In Bethlehem the bright song changed to tears;
Another Roman governor ascended;
A thousand rebels' lives (or two) were ended
To keep the peace -- just like in other years.
And down in Nazareth, alone, rejected,
A little boy sat head in hands and wept
Whose teenage mother (gossips said) had slept
With some strange man.
But…
...what had we expected?
IV
For it is clear -- if ever there was doubt --
The truest magic moment cannot save us;
For all the snowfall's gleaming purity,
The memories of childhood Christmasses,
Angelic song; and our forgotten yearnings
That break upon us unawares and leave
Us trembling with a strange lump in our throat;
New-risen stars, the birth of Love itself --
All pass. The stars wheel slowly west, and set;
The crisp-edged snowflake's fractal clarity
Dissolves to formless water in our grasp;
The piercing icicle, too, melts and blurs,
Our dreams fade like the finely-patterned frost;
And though eternity may in a flash
Be grasped, the afterimage tends to die
Too quickly, with our half-voiced, weak resolve.
And all the world around us, too intent
On dragging us back into tepid slumber
(Our habits well-formed for its benefit);
And Time, for all its vastness, has a way
Of sliding seamless past our clinging hands
As we sit, patient, waiting for salvation,
The heroes of our worship doomed to fall --
To watch our world's long nightmare still drag on.
All will be well (some say, in blithe assurance)

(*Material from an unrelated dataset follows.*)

PR #4433, opened 2026-08-20
Add nls::petsc::SNESSolver, a C++ wrapper for PETSc SNES

jhale:
Wraps PETSc `SNES` in `dolfinx::nls::petsc::SNESSolver`, adapting C++ callables to the `SNES` callback interface. It is intended to supersede the deprecated `nls::petsc::NewtonSolver`.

And all things will be well at last -- perhaps;
But only with our doing. None will change
This ravaged, suffering world, but you and me --
And, saving it, ourselves to be redeemed.
No, not through Advent's episodic grace
But by what still awaits: the tedious slog
Through all the long mundanity of winter.
V
O come, grownups, Kinder;
O come one and all:
In awe come and enter
This strange starlit stall;
Done with our long waiting,
See Love's new-breathed birth;
And go, then, creating
Our long yearned-for earth.
Come child and come mystic,
Come old and come young,
Believer and skeptic;
Our song but half-sung,
All moved by the mystery
Of this grace unearned,
Warned by our dark history
And all we have learned.
For Advent is done now,
Yet still we know fear;
Our work just begun now
(And night lingers near) --
But, in dawn's faint gleaming,
Come quickly to see
The world of our dreaming
That someday might be.
***
So: this is the beginning. …Now my tale
Is told; the coals banked, dimmed our fire's heat;
And round the windows blows the rising gale.
Perhaps, before night ends, there will be sleet.
Yet inside there is warmth; true, walls may fail;
But in sun's rising, we may yet defeat
All terrors which our hands freed from their tether.
…For good or ill, our time of choice draws near;
And January's hail and howling weather
Still lie ahead. Undaunted, then, by fear,
And led by love -- come, let us now together
Go forth, in hope, into this newborn year.